His ears twitched slightly in his sleep, nose scrunching, and for a moment he looked impossibly young. Vulnerable. Not the reckless half-shifted fighter who bared his teeth at betas. Not the growling, guarded mess of grief and confusion he carried in his waking hours.

Just Aiden.

And for a reason Theron didn't want to name, his chest ached.

Aiden stirred.

It was slow — a twitch of a paw, a faint whimper in the back of his throat. Then he moved, ears flattening as he began to wake. Wolf eyes blinked open, dazed and slow. He lifted his head, confused for a second before instinct kicked in. He spotted Theron and shot upright, fur bristling slightly.
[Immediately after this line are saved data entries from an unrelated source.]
Issue #349, opened 2017-06-12
Allow axe.source to run in strict mode


WilcoFiers:
When running webdriver selenium in Firefox, `executeScript()` will run in script mode, thus `this` no longer refers to the window object. Because of that, the following won't work:

```js
axe.source = '(' + axeFunction.toString() + ')(this, this.document);';
```

dylanb:
@WilcoFiers What version of Firefox does this break in?

marcysutton:
Fixed in #355.

PR #355, opened 2017-06-14
fix: Update axe.source to work with Firefox webdriver

WilcoFiers:
axe-webdriverjs wasn’t running properly because axe.source wasn’t getting the window object passed in correctly.

### DIFF
--- a/lib/core/index.js
+++ b/lib/core/index.js
@@ -11,7 +11,7 @@ if (typeof define === 'function' && define.amd) {
 	});
 }
 if (typeof module === 'object' && module.exports && typeof axeFunction.toString === 'function') {
-    axe.source = '(' + axeFunction.toString() + ')(this, this.document);';
+    axe.source = '(' + axeFunction.toString() + ')(typeof window === "object" ? window : this);';
     module.exports = axe;
 }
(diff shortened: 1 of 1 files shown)


WilcoFiers:
This PR resolves https://github.com/dequelabs/axe-core/issues/349

marcysutton:
I copied this change into axe-webdriverjs and ran the tests, and it successfully gets rid of an error about `window.axe` not being defined. It took updating to Firefox 54 and geckodriver v0.17.0 to get it to work properly.

lib/core/index.js
```diff
@@ -11,7 +11,7 @@ if (typeof define === 'function' && define.amd) {
 	});
 }
 if (typeof module === 'object' && module.exports && typeof axeFunction.toString === 'function') {
-    axe.source = '(' + axeFunction.toString() + ')(this, this.document);';
+    axe.source = '(' + axeFunction.toString() + ')(typeof window === "object" ? window : this);';
```
dylanb: hey, aren't we supposed to be passing in two parameters here?

WilcoFiers:
We did, but that looked like a mistake to me, as the function it is calling
only takes one argument. It takes the document from the window object.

"Relax," Theron said calmly, though his voice was sharper than intended. "If I wanted to drag you back by your tail, I'd have done it already."

Aiden didn't shift right away. He stood, shook himself out, then gradually let the transformation slide back into human skin. His clothes came back partially—magic clinging enough to cover him in shorts and his usual black tank—but his hair was mussed, and his eyes still wild.

"You followed me," he said hoarsely.

Theron raised a brow. "You think I wouldn't?" Aiden looked away. "Didn't think you'd notice."That did it.

Theron stood abruptly. "I always notice when you're not next to me."

Aiden flinched, not from fear, but from the weight behind the words. Theron wasn't shouting, but his voice held power. Depth. The kind that split open something raw.

"I'm not some pup you have to track down like a runaway," Aiden said quietly, but there was something defensive in his posture. "I just needed space."

"You could've told me."

"You were asleep."

"I don't sleep that deep," Theron shot back. "You know damn well I'd have woken if you touched me. If you whispered. If you breathed a little louder."

Aiden didn't answer.

Theron exhaled through his nose, stepping closer. His voice softened. "You don't have to vanish every time your chest gets tight."

Aiden's eyes flicked up to his, conflicted. "It's easier. Running."

"I know," Theron murmured, standing just a few inches from him now. "But easier isn't safer. And it's sure as hell not fair — not to you, not to me."

Aiden's lips parted, but whatever he was going to say got lost somewhere between his ribs and throat.

Theron reached out, hesitant at first, then steady. He rested a hand on Aiden's jaw, thumb brushing beneath his eye.

"You scared me."

Aiden's breath hitched. "You don't scare easy."

"Exactly."

They stood like that for a long moment, silence stretching thin between the trees and the cliff and the rising sun in the distance. Then, finally, Aiden leaned into the touch—just slightly."I'm sorry," he whispered.

Theron nodded. "Next time... wake me." Aiden gave a faint, tired smile. "Next time."

They didn't speak again as they sat together at the edge of the cliff, the bond between them pulsing like a quiet heartbeat. Not healed. Not perfect. But... alive.And that was enough—for now.